El público de ambas orillas del Atlántico despertó una mañana adorando a Oliver Delaroy, el nuevo rey Midas de las pistas de baile. «Me sentía como Wendy al saltar por la ventana —escribiría en sus memorias—. Todo fue emocionante y placentero a la vez, ¡y tan natural!». Cada concierto era un espectáculo único, una nueva vuelta de tuerca. Las entradas se agotaban rápido. Oliver aparecía una hora tarde, generalmente bebido. Vestía sombreros de copa y boas de avestruz, leotardos de licra con plataformas o casacas de húsar con alamares dorados. Fascinante en el escenario, se lucía con la arrogancia de una top model en la pasarela; andaba continuamente de un lado para el otro como un tigre en su jaula. Convirtió en propio el grito de Groucho: ¡es la guerra! ¡Traed madera!, ¡traed madera! En su gira por Inglaterra se disfrazó de Isabel I, la Reina Virgen, en Estados Unidos de Abraham Lincoln y en España, claro, de matador. Los sombreros aumentaban de tamaño hasta lo inverosímil, las pelucas y los postizos eran cada vez más imaginativos y barrocos. Hacían pequeño el Empire State. Dejaban en propio de aficionados los tocados de Carmen Miranda y Moctezuma.

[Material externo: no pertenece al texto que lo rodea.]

PR #3346, opened 2018-02-22
WIP: Fix build directory in libraries paths list

davidebeatrici:
For some reason a path in `QMAKE_LIBDIR` is double-escaped (\\) if it contains whitespaces.


mkrautz:
We fixed the bug in our own Qt tree instead:
https://github.com/mumble-voip/mumble-releng/commit/c2d0ea22a76dc6813bffc981af49500ffa18bda2

Issue #3283, opened 2017-12-13
Show notification in tray icon


thejustsoul:
When receive message, Mumble shows it in the tray in the tooltip, and then it disappears. And it is impossible to see if there are new messages if the program is minimized.
If possible, tell how to enable it? If not, add flashing in the taskbar during receiving a message, and let the flashes until the message is read, plus the tray icon may displays the received message in the form of envelope for example.
`OS Windows 7, Mumble Stable 1.2.19`

davidebeatrici:
The window highlight feature is now available.

I'm changing the name of the pull request for the tray icon notification feature request.

thejustsoul:
When to wait for a release or developer build?

davidebeatrici:
We are going to build a new snapshot as soon as #3356 is addressed.

Krzmbrzl:
This has been introduced with #3354

PR #3354, opened 2018-03-01
Add per-notification setting to toggle window highlight (if not active)

davidebeatrici:
As requested in #3283.

### DIFF
--- a/src/mumble/Log.cpp
+++ b/src/mumble/Log.cpp
@@ -34,12 +34,14 @@ LogConfig::LogConfig(Settings &st) : ConfigWidget(st) {
 	qtwMessages->header()->setSectionResizeMode(ColMessage, QHeaderView::Stretch);
 	qtwMessages->header()->setSectionResizeMode(ColConsole, QHeaderView::ResizeToContents);
 	qtwMessages->header()->setSectionResizeMode(ColNotification, QHeaderView::ResizeToContents);
+	qtwMessages->header()->setSectionResizeMode(ColHighlight, QHeaderView::ResizeToContents);
 	qtwMessages->header()->setSectionResizeMode(ColTTS, QHeaderView::ResizeToContents);
 	qtwMessages->header()->setSectionResizeMode(ColStaticSound, QHeaderView::ResizeToContents);
 #else
 	qtwMessages->header()->setResizeMode(ColMessage, QHeaderView::Stretch);
 	qtwMessages->header()->setResizeMode(ColConsole, QHeaderView::ResizeToContents);
 	qtwMessages->header()->setResizeMode(ColNotification, QHeaderView::ResizeToContents);
+	qtwMessages->header()->setResizeMode(ColHighlight, QHeaderView::ResizeToContents);
 	qtwMessages->header()->setResizeMode(ColTTS, QHeaderView::ResizeToContents);
 	qtwMessages->header()->setResizeMode(ColStaticSound, QHeaderView::ResizeToContents);
 #endif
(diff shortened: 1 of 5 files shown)


davidebeatrici:
As a global setting or for each notification?

mkrautz:
Global setting.

davidebeatrici:
Should it be in the **User Interface** or **Messages** tab?

mkrautz:
Actually, it'd probably make most sense as a per-notification setting. People probably want to get Mumble highlighted for some notifications, not others. Text messages would be a good example.

How about calling it "Highlight"?

davidebeatrici:
I agree, having a per-notification setting would be perfect.

"Highlight" sounds good, with a tooltip explaining what it means in detail.

davidebeatrici:
Done.

davidebeatrici:
Done.

@bontibon @mkrautz

src/mumble/Log.cpp
```diff
@@ -54,15 +56,18 @@ LogConfig::LogConfig(Settings &st) : ConfigWidget(st) {
 		twi->setText(ColMessage, messageName);
 		twi->setCheckState(ColConsole, Qt::Unchecked);
 		twi->setCheckState(ColNotification, Qt::Unchecked);
+		twi->setCheckState(ColHighlight, Qt::Unchecked);
 		twi->setCheckState(ColStaticSound, Qt::Unchecked);
 
 		twi->setToolTip(ColConsole, tr("Toggle console for %1 events").arg(messageName));
 		twi->setToolTip(ColNotification, tr("Toggle pop-up notifications for %1 events").arg(messageName));
+		twi->setToolTip(ColHighlight, tr("Toggle window highlight in taskbar (if not active) for %1 events").arg(messageName));
```
mkrautz: Taskbar is not a cross-platform term.

src/mumble/Log.cpp
```diff
@@ -54,15 +56,18 @@ LogConfig::LogConfig(Settings &st) : ConfigWidget(st) {
...
 		twi->setToolTip(ColStaticSound, tr("Click here to toggle sound notification for %1 events").arg(messageName));
 		twi->setToolTip(ColStaticSoundPath, tr("Path to sound file used for sound notifications in the case of %1 events<br />Single click to play<br />Double-click to change").arg(messageName));
 
 		twi->setWhatsThis(ColConsole, tr("Click here to toggle console output for %1 events.<br />If checked, this option makes Mumble output all %1 events in its message log.").arg(messageName));
 		twi->setWhatsThis(ColNotification, tr("Click here to toggle pop-up notifications for %1 events.<br />If checked, a notification pop-up will be created by Mumble for every %1 event.").arg(messageName));
+		twi->setWhatsThis(ColHighlight, tr("Click here to toggle window highlight in taskbar for %1 events.<br />If checked, Mumble's window will be highlighted in the taskbar for every %1 event, if not active.").arg(messageName));
```
mkrautz: Taskbar is not a cross-platform term.

src/mumble/Log.cpp
```diff
@@ -491,9 +499,17 @@ void Log::log(MsgType mt, const QString &console, const QString &terse, bool own
 	if (!g.s.bTTSMessageReadBack && ownMessage)
 		return;
 
-	// Message notification with balloon tooltips
-	if ((flags & Settings::LogBalloon) && !(g.mw->isActiveWindow() && g.mw->qdwLog->isVisible()))
-		postNotification(mt, plain);
+	if (!(g.mw->isActiveWindow() && g.mw->qdwLog->isVisible())) {
+		// Message notification with window highlight in taskbar
```
mkrautz: Taskbar is not a cross-platform term.

src/mumble/Log.cpp
davidebeatrici: What about "Application bar"?

mkrautz: How about just dropping "in taskbar"? Same for the rest of these.

davidebeatrici: Sounds good.

Every desktop environment has its own way to highlight the window (if supported).

Issue #3124, opened 2017-06-07
No system tray icon on KDE when connected to a server


tgurr:
Mumble 1.3 (git master) doesn't show the mouth systray icons (or any icon at all) after connecting to a server when running under KDE Plasma 5.10.1, please see the attached screenshots.

Before connecting to a server:
![mumble-gitmaster-disconnected](https://user-images.githubusercontent.com/414984/26896447-15ac2e70-4bc5-11e7-8365-9638e5e36556.png)

After connecting to a server:
![mumble-gitmaster-connected](https://user-images.githubusercontent.com/414984/26896445-13256ab8-4bc5-11e7-8438-36eab19353be.png)

davidebeatrici:
What operating system are you using? Qt version?

I have encountered the same issue, on Debian Stretch with KDE Plasma 5.8.6 and Qt 5.7.1.
It seems like a Qt bug, because using QPixmap instead of QIcon fixes it.

tgurr:
Currently I've Qt 5.8.0 installed, Exherbo Linux 64bit.

mkrautz:
The problem is that Plasma uses the DBus system tray spec, with ARGB images inline.
I'm not sure what GNOME3 uses, but Unity also uses the system tray spec -- but Qt uses temporary files for the images for Unity.

Anyway, the problem is that Qt's DBus marshalling for SVG images is broken.

See https://bugreports.qt.io/browse/QTBUG-53550

Basically, since SVGs return an empty list for availableSizes, no icons will be shown in the tray for SVGs.

I'm currently preparing a patch that I can submit to upstream Qt to fix this, but you could probably do something like

  if (sizes.isEmpty()) {
      sizes << QSize(64, 64);
  }

as a hack for now in your .ebuild if you want a workaround?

¡Más madera!, era su lema. ¡Más madera!, ¡es la guerra!

Le encantaba pavonearse, bromear con sus seguidores. Disfrutaba escandalizando a los conservadores más estirados en las entrevistas de la BBC. «Quiero que a cada Sir Mortimer y a cada Lord Montague de este país se le atragante su sherry de sobremesa, y que Mrs. I’m alright, Jack[1]Expresión británica usada para designar a quienes actúan movidos únicamente por su interés, sin preocuparse por los demás. Personificación de la arrogancia. dé un pudoroso respingo y me eche la culpa de todos los males del imperio». Se jactaba de beber «única y exclusivamente por sport, como la reina madre», y de que no había droga, sexo ni raza que no hubiera probado. «La heroína es como tener el pene de Jesucristo en la boca —cantaba—. Y, ¿sabes qué, cariño? A mí siempre me gustó la carne en su salsa». En la cima de su popularidad, Oliver Delaroy convertía en oro todo lo que tocaba.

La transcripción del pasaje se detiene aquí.